The Minister must appreciate that a person who cannot join the Army as a simple private will not have much chance of getting employment elsewhere. Was this regulation introduced by a Minister since the foundation of the State or is the Minister defending a British regulation? Is the regulation more important than the future of a person seeking employment?

Unfortunately, the person involved has committed a serious offence.

(Interruptions.)

People should not have to pay for their sins for the rest of their lives.

His offence was judged by the courts not by me.

He was judged according to a British regulation which the Minister is defending. Where is the Minister's republicanism?

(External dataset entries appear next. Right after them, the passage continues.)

PR #651, opened 2025-01-20
Increase import_actions_from_memory for NFT agents

kongzii:


prediction_market_agent/agents/microchain_agent/nft_treasury_game/deploy_nft_treasury_game.py
```diff
@@ -38,7 +38,7 @@
 class DeployableAgentNFTGameAbstract(DeployableMicrochainAgentAbstract):
     # Agent configuration
     sleep_between_iterations = 15
-    import_actions_from_memory = 10
+    import_actions_from_memory = 100
```
kongzii, line 41: Just looking over the agent's history, with `10` as previously, that's not a lot of history to work with (just 5 function calls + outputs). I'm hoping that with `100` agent will be able to plan better.

gabrielfior (approved):

PR #663, opened 2025-01-26
Allow the agent to choose what minimal message fee he accepts, based on what's available

kongzii:


prediction_market_agent/db/agent_communication.py
```diff
@@ -45,11 +49,21 @@ def fetch_count_unprocessed_transactions(consumer_address: ChecksumAddress) -> i
...
-        agent_address=api_keys.bet_from_address,
-    )
-    return popped_message
+    if not ENABLE_GET_MESSAGES_BY_HIGHEST_FEE:
+        return agent_comm_contract.pop_message(
+            api_keys=api_keys,
+            agent_address=api_keys.bet_from_address,
+        )
+    else:
+        all_messages = fetch_unseen_transactions(api_keys.bet_from_address)
```
kongzii, line 58: I'm not a fan of this because it needs to fetch all messages to return one, but this way, it allows us to keep all functionality from the contract, so we can do a simple feature flag on this.

If we decide to keep the "by highest fee" logic in messages, I can take a look at contract to implement it in a more efficient way.

gabrielfior: Yep, this is O(n) and we can do O(1) if we implement a new data structure on the contract level.
I'm particularly bullish on using a heap as solution for the priority queue, for which there is a relatively known implementation (https://github.com/zmitton/eth-heap/blob/master/contracts/PublicHeap.sol).

I think we can keep this in the backlog as a possible solution, wdyt?

kongzii: Yep sounds good, if fee-based sorting becomes the go-to, let's use that then.

kongzii: @coderabbitai Please create an issue for it and assign it to the NFT game milestone.

gabrielfior (approved):

prediction_market_agent/agents/microchain_agent/nft_treasury_game/constants_nft_treasury_game.py
```diff
@@ -6,3 +6,5 @@
 NFT_TOKEN_FACTORY = Web3.to_checksum_address(
     "0x0D7C0Bd4169D090038c6F41CFd066958fe7619D0"
 )
+
+ENABLE_GET_MESSAGES_BY_HIGHEST_FEE = True
```
gabrielfior, line 10: Should we set this as ENV?
I would expect this to be set in a similar fashion as `ENABLE_NFT_TRANSFER` (https://github.com/gnosis/prediction-market-agent/blob/main/prediction_market_agent/agents/microchain_agent/microchain_agent_keys.py#L24)

gabrielfior (approved):

PR #670, opened 2025-02-03
Pre commit hooks

kongzii:


.github/workflows/python_ci.yaml
```diff
@@ -94,3 +94,15 @@ jobs:
...
+    runs-on: ubuntu-latest
+    steps:
+      - uses: actions/checkout@v2
+      - uses: ./.github/actions/python_prepare
+      - name: Install Dependencies
+        run: |
+          pip install pre-commit
+      - name: Run Pre-Commit
+        run: |
+          pre-commit run --all-files
```
gabrielfior, line 108: Why re-invent the wheel and not simply use https://github.com/pre-commit/action?

kongzii: Because I didn't know it exists 😄 Used.

gabrielfior (approved):

PR #680, opened 2025-02-07
NFT Game mods

kongzii:


prediction_market_agent/agents/microchain_agent/nft_treasury_game/scripts/reset_balance_anvil.py
```diff
@@ -40,10 +43,11 @@ def get_token_owner(token_id: int, web3: Web3) -> ChecksumAddress:
...
 
-def is_treasury_empty(rpc_url: str, balance_min_threshold: xDai = xDai(0.1)) -> bool:
-    w3 = Web3(Web3.HTTPProvider(rpc_url))
-    balance = get_balances(SimpleTreasuryContract().address, web3=w3)
-    return balance.xdai < balance_min_threshold
+def is_treasury_empty(rpc_url: str) -> bool:
+    return (
+        get_nft_game_status(web3=Web3(Web3.HTTPProvider(rpc_url)))
+        == NFTGameStatus.finished
+    )
```
gabrielfior, line 50: I would refactor this to `is_game_finished` or similar, because that's what we are checking for.

prediction_market_agent/agents/microchain_agent/nft_treasury_game/scripts/reset_balance_anvil.py
```diff
@@ -40,10 +43,11 @@ def get_token_owner(token_id: int, web3: Web3) -> ChecksumAddress:
     return nft_contract.owner_of(token_id=token_id, web3=web3)
 
 
-def is_treasury_empty(rpc_url: str, balance_min_threshold: xDai = xDai(0.1)) -> bool:
-    w3 = Web3(Web3.HTTPProvider(rpc_url))
-    balance = get_balances(SimpleTreasuryContract().address, web3=w3)
-    return balance.xdai < balance_min_threshold
+def is_treasury_empty(rpc_url: str) -> bool:
```
gabrielfior, line 46:
```suggestion
def is_treasury_empty(rpc_url: str) -> bool:
def is_game_in_finished_state(rpc_url: str) -> bool:
```

prediction_market_agent/run_reset_game.py
```diff
@@ -37,12 +36,12 @@ def main(
...
         rpc_url=rpc_url,
-        initial_xdai_balance_per_agent=xdai_type(xdai_balance_per_agent),
+        initial_xdai_balance_per_agent=STARTING_AGENT_BALANCE,
     )
     reset_balances(
         rpc_url=rpc_url,
-        new_balance_agents_xdai=xdai_balance_per_agent,
-        new_balance_treasury_xdai=new_balance_treasury_xdai,
+        new_balance_agents_xdai=STARTING_AGENT_BALANCE,
+        new_balance_treasury_xdai=STARTING_TREASURY_BALANCE,
```
gabrielfior, line 44: IMO these constants should be configurable, and they aren't if defined inside PMAT.
I'm fine with any configurable option, e.g.
-> Define as ENV in the container (via Terraform)
-> Define as parameters in the script (like previously)

gabrielfior (approved):

prediction_market_agent/run_reset_game.py
kongzii: Can you expand on why? What advantage do you see in having this (and generally stuff like this) configurable through env?

In both cases mentioned, we still need to open up PR, approve, and merge.

I wouldn't care, but the motivation for me for the change was [because of this](https://github.com/gnosis/prediction-market-agent/blob/c09cfad5dac22d150f4f07afd1fcde4dcf3f3a15/prediction_market_agent/agents/microchain_agent/nft_treasury_game/tools_nft_treasury_game.py#L20). Some way to detect that something from the treasury was withdrawn.

If you have some way how to write it in another way, let's do that in follow up PR.

PR #758, opened 2025-03-18
Added hash checker for new safe tx

gabrielfior:


prediction_market_agent/agents/safe_guard_agent/guards/hash_checker.py
```diff
@@ -0,0 +1,30 @@
...
+
+
+def validate_safe_transaction_hash(
+    new_transaction: DetailedTransactionResponse,
+    new_transaction_safetx: SafeTx,
+    history: list[DetailedTransactionResponse],
+) -> ValidationResult:
+    """Function that checks if the safe_tx_hashes match."""
+
+    if not new_transaction.detailedExecutionInfo:
```
kongzii, line 18: Here, you can use `check_not_none` to get rid of mypy problems, because without detailedExecutionInfo, it should error out much sooner anyway: https://github.com/gnosis/prediction-market-agent/blob/e77d463430d9142b28b18883e5a685fab31a677b/prediction_market_agent/agents/safe_guard_agent/safe_api_utils.py#L104

prediction_market_agent/agents/safe_guard_agent/guards/hash_checker.py
```diff
@@ -0,0 +1,30 @@
...
+        return ValidationResult(ok=False, reason="Detailed execution info is missing.")
+
+    # Here we compare the safe_tx_hash delivered by the Safe client (see get_safe_detailed_transaction_info) and the
+    # safe constructed by safe-eth-py library (see the usage of safe.build_multisig_tx inside safe_tx_from_detailed_transaction).
+    # Note that the Safe Transaction Service offers a function (https://github.com/safe-global/safe-eth-py/blob/main/safe_eth/safe/api/transaction_service_api/transaction_service_api.py#L129)
+    # that also does a safe_tx_hash assertion. However, we choose to do it like this for more granular control.
+    safe_tx_hash_from_new_transaction = new_transaction.detailedExecutionInfo.safeTxHash
+    safe_tx_hash_from_built_tx = new_transaction_safetx.safe_tx_hash
+    if safe_tx_hash_from_new_transaction != safe_tx_hash_from_built_tx:
```
kongzii, line 27: I liked the idea from TG Group to verify hashes retrieved from multiple sources, but I'm thinking if we are getting any security check here?

SafeTX is build from the `DetailedTransactionResponse` [itself in here](https://github.com/gnosis/prediction-market-agent/blob/e77d463430d9142b28b18883e5a685fab31a677b/prediction_market_agent/agents/safe_guard_agent/safe_api_utils.py#L99), I guess if the hacker spoofed `DetailedTransactionResponse`, it would be in a such a way that SafeTX created out of it will be with the same hash?

However I'd still keep this check, why not! But at least one 3rd party hash source would be nice, is that possible somehow?

kongzii (approved):

PR #768, opened 2025-03-26
Safe Guard without signing + fix models

kongzii:
A few issues after this PR:

- https://github.com/gnosis/prediction-market-agent/issues/769
- https://github.com/gnosis/prediction-market-agent/issues/770

### DIFF
--- a/prediction_market_agent/agents/safe_guard_agent/app.py
+++ b/prediction_market_agent/agents/safe_guard_agent/app.py
@@ -1,17 +1,22 @@
 import nest_asyncio
 import streamlit as st
 from prediction_market_agent_tooling.config import APIKeys
+from prediction_market_agent_tooling.gtypes import ChecksumAddress
+from prediction_market_agent_tooling.tools.utils import check_not_none
 from web3 import Web3
 
 from prediction_market_agent.agents.safe_guard_agent import safe_api_utils
 from prediction_market_agent.agents.safe_guard_agent.safe_guard import (
     validate_safe_transaction,
 )
+from prediction_market_agent.agents.safe_guard_agent.safe_utils import check_if_owner
 from prediction_market_agent.tools.streamlit_utils import add_sink_to_logger
 
 nest_asyncio.apply()  # Required for streamlit to work with asyncio.
 st.set_page_config(layout="wide")
 add_sink_to_logger()
+
+keys = APIKeys()
 
 st.markdown(
     f"""# Safe Guard -- Fraud Detection Agent for Safe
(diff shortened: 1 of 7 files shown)


prediction_market_agent/agents/safe_guard_agent/safe_api_models/detailed_transaction_info.py
```diff
@@ -27,81 +29,88 @@ class TransferInfo(BaseModel):
     value: str
 
 
+class AddressInfo(BaseModel):
```
kongzii, line 32: For Pydantic models, they are mostly auto-generated based on transactions. After the option to allow validation of non-owner Safes, I used Martin's safe transactions to auto-fix these models. I think we don't have to worry about them too much atm as we have other issues for that.

prediction_market_agent/agents/safe_guard_agent/app.py
```diff
@@ -47,31 +53,89 @@
...
+do_execute = st.checkbox(
+    "Execute transaction if validated (possible only for Safe's owners)",
+    value=False,
+    disabled=not is_owner,
+)
+do_reject = st.checkbox(
+    "Reject transaction if not validated (possible only for Safe's owners)",
+    value=False,
+    disabled=not is_owner,
+)
```
gabrielfior, line 74: Do I understand correctly this is only displayed if agent is a signer? 
If e.g. we have the use case where a given proposed tx should be analyzed, then no reason to display this.

prediction_market_agent/agents/safe_guard_agent/app.py
```diff
@@ -47,31 +53,89 @@
...
+
+transaction = check_not_none(
+    next(
+        (
+            tx
+            for tx in queued_transactions + historical_transactions
+            if tx.id == transaction_id
+        ),
+        None,
+    )
```
gabrielfior, line 126: Sorry, why was the previous implementation not good enough? I didn't follow this change.

prediction_market_agent/agents/safe_guard_agent/app.py
kongzii: If he isn't the owner, the checkbox is disabled but visible. A way to let people know that if they do make him a signer, they can try this out too.

prediction_market_agent/agents/safe_guard_agent/app.py
kongzii: Previously, `transaction_id` was passed to the function, but because `queued` and `historical` transactions are two separate endpoints, it's not enough to pass only the id.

On a point of order, did I hear the Minister saying that the seriousness of the offence was quantified by the courts in relation to his discharge.

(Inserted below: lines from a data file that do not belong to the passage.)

PR #773, opened 2025-03-26
Added Coinflip seer agent

gabrielfior:


prediction_market_agent/agents/coinflip_agent/deploy_seer.py
```diff
@@ -0,0 +1,16 @@
...
+from prediction_market_agent_tooling.markets.agent_market import SortBy
+
+from prediction_market_agent.agents.coinflip_agent.deploy import DeployableCoinFlipAgent
+
+
+class DeployableSeerCoinFlipAgent(DeployableCoinFlipAgent):
+    n_markets_to_fetch = 5
+    get_markets_sort_by = SortBy.HIGHEST_LIQUIDITY
+    bet_on_n_markets_per_run = 2
+    same_market_trade_interval: TradeInterval = FixedInterval(timedelta(days=14))
```
gabrielfior, line 16: For betting on Seer in various markets and test out the integration, not focus on performance now.

kongzii: Why is a specific agent required?  It shouldn't be 🤔 

All agents should work on Seer by running them as `run_agent.py agent-name seer`.

But if the goal are these specific parameters, then maybe just change name to something like `DeployableCoinFlipAgentByHighestLiquidity`? (or anything else that isn't market specific if it isn't required.)

gabrielfior:
```
n_markets_to_fetch = 5
    get_markets_sort_by = SortBy.HIGHEST_LIQUIDITY
    bet_on_n_markets_per_run = 2
    same_market_trade_interval: TradeInterval = FixedInterval(timedelta(days=14))
```
these things are hardcoded, hence a new agent is Required.
Agree with name `highest_liquidity`, implementing.

kongzii (approved):

PR #775, opened 2025-03-28
Safe Guard: Type narrow and skip already processed transactions in th…

kongzii:
…e job

### DIFF
--- a/prediction_market_agent/agents/safe_guard_agent/safe_api_models/transactions.py
+++ b/prediction_market_agent/agents/safe_guard_agent/safe_api_models/transactions.py
@@ -136,6 +136,14 @@ class Transaction(BaseModel):
     txHash: str | None = None
 
 
+class TransactionWithMultiSig(Transaction):
+    executionInfo: MultisigExecutionInfo
+
+    @staticmethod
+    def from_tx(tx: Transaction) -> "TransactionWithMultiSig":
+        return TransactionWithMultiSig.model_validate(tx.model_dump())
+
+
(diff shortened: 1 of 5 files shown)


prediction_market_agent/agents/safe_guard_agent/safe_api_models/transactions.py
```diff
@@ -136,6 +136,14 @@ class Transaction(BaseModel):
     txHash: str | None = None
 
 
+class TransactionWithMultiSig(Transaction):
+    executionInfo: MultisigExecutionInfo
```
kongzii, line 140: Type narrowing the general Transaction into transaction with multisig, so we don't have to if-else it everywhere.

prediction_market_agent/agents/safe_guard_agent/safe_api_utils.py
```diff
@@ -74,12 +82,19 @@ def get_safe_queued_transactions(
...
     ).json()
     response_parsed = TransactionResponse.model_validate(response)
-    transactions = [
-        check_not_none(item.transaction)
-        for item in response_parsed.results
-        if is_valued_transaction_result(item, response_parsed.results)
+    return [r.transaction for r in response_parsed.results if r.transaction is not None]
+
+
+def get_safe_queue_multisig(
```
kongzii, line 88: Comparet do the standard `get_safe_queue`, this will return only multi sig transactions (including the narrowed model as seen above). Because only these (I hope 😄 ) makes sense for the agent to check.

PR #780, opened 2025-04-01
Formatting of Safe data for LLM

kongzii:
This is how LLM prompt looks like now; much better!

image

### DIFF
--- a/prediction_market_agent/agents/safe_guard_agent/guards/llm.py
+++ b/prediction_market_agent/agents/safe_guard_agent/guards/llm.py
@@ -96,7 +96,6 @@ def format_transaction(tx: DetailedTransactionResponse) -> str:
             if tx.executedAt
             else ""
         )
-        + f"Status: {tx.txStatus} | "
         + format_tx_data(tx.txData)
         if tx.txData
         else ""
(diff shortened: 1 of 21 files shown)


prediction_market_agent/agents/safe_guard_agent/safe_api_models/detailed_transaction_info.py
```diff
@@ -12,69 +12,28 @@
 )
 
 
-class Sender(BaseModel):
```
kongzii, line 15: Just noticed that these types were generated as duplicities, so removing them and using just one of them

prediction_market_agent/agents/safe_guard_agent/guards/llm.py
```diff
@@ -82,48 +89,179 @@ def validate_safe_transaction_llm(
...
+        formatted += format_settings_change_info(tx_info)
+
+    elif isinstance(tx_info, TransferTxInfo):
+        formatted += format_transfer_info(tx_info)
+
+    elif isinstance(tx_info, SwapOrderTxInfo):
+        formatted += format_swap_order_info(tx_info)
+
+    elif isinstance(tx_info, CustomTxInfo):
+        formatted += format_custom_info(tx_info)
```
gabrielfior, line 121: Would it be possible to add formatting to the classes themselves (e.g. `CreationTxInfo.format()` or similar) so that we can have just one call here and no type assertions?

kongzii: Sure looks nice. Refactored!

gabrielfior (approved):

PR #781, opened 2025-04-01
API for Safe Guard

kongzii:


prediction_market_agent/agents/safe_guard_agent/api.py
```diff
@@ -0,0 +1,66 @@
+import fastapi
```
kongzii, line 1: Not great to have this API in PMA, but I think the whole Safe Guard agent should have its own repository as it isn't for for PMA. So just keeping everything together so we can cut it out later at one piece.

prediction_market_agent/agents/safe_guard_agent/app.py
```diff
@@ -115,27 +115,15 @@ def get_safe_history_cached(
...
-        None,
-    )
-)
-
 
 def run_validation() -> None:
     validate_safe_transaction(
-        safe_address_checksum,
-        transaction,
+        check_not_none(transaction_id),
```
kongzii, line 121: Refactored validate_safe_transaction back to accept transaction id, because that is required in API endpoint.

prediction_market_agent/agents/safe_guard_agent/validation_result.py
```diff
@@ -4,3 +4,20 @@
 class ValidationResult(BaseModel):
     reason: str
     ok: bool
+
+
+class ValidationResultWithName(ValidationResult):
+    name: str
```
kongzii, line 10: Added the name field, because sometimes it isn't very informative without it, see:

image

PR #800, opened 2025-04-11
Validate all addresses from Safe transaction

kongzii:


prediction_market_agent/agents/safe_guard_agent/guards/goplus_.py
```diff
@@ -26,68 +27,72 @@ class GoPlusError(Exception):
...
     new_transaction: DetailedTransactionResponse,
     new_transaction_safetx: SafeTx,
+    all_addresses_from_tx: list[ChecksumAddress],
     history: list[DetailedTransactionResponse],
 ) -> ValidationResult | None:
-    addr = new_transaction_safetx.to
     data = _goplus_call(
         lambda: Token().token_security(
-            chain_id=f"{RPCConfig().chain_id}", addresses=[addr]
+            chain_id=f"{RPCConfig().chain_id}", addresses=all_addresses_from_tx
```
gabrielfior, line 35: Do they also use our convention for `chain_id`? I thought they used `xdai` somewhere as chain name, so just checking

gabrielfior (approved):

prediction_market_agent/agents/safe_guard_agent/guards/goplus_.py
kongzii: Yep they use the general convenction, 1 for ETH, 100 for Gnosis, etc. https://docs.gopluslabs.io/reference/response-details-9

PR #807, opened 2025-04-17
Test around signing and executing in Safe Guard

kongzii:


prediction_market_agent/agents/safe_guard_agent/safe_utils.py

A moment ago the Minister said that the seriousness of the offence was judged by the man's military superiors and that that was the reason for his discharge.

(Interruptions.)

Who decided the degree of seriousness?

The civil courts.

If the man was convicted in a civil court and discharged his offence by whatever punishment he got, why should he not then be considered eligible for employment by the State if he is considered eligible for civil employment? Why should there be a difference between civil employment and the Army?

If I have to explain that to Deputy Browne who has spent many years in this House, then it is a sad state of affairs. He must be aware that there are many reasons why persons are not accepted for enlistment in the Defence Forces. There are many reasons why they may not be considered suitable to serve in the Defence Forces and there are many reasons why persons might even be deemed to be some form of a security risk. The regulations drawn up by my predecessors are based on sound reasons to ensure the continuation of a viable Defence Force that will give loyalty to the officers and to the Government of the day. I support all the regulations that have been made and I support their implementation.

Including one which was handed down to the Minister by the British?

(Interruptions.)

Deputy Harte is not interested in treating the subject seriously.

Is the Minister slandering this man by implying that he is a security risk?

No, I am not. The Deputy is not doing this man a favour by pursuing his re-enlistment.

We have spent ten minutes asking questions about a private soldier.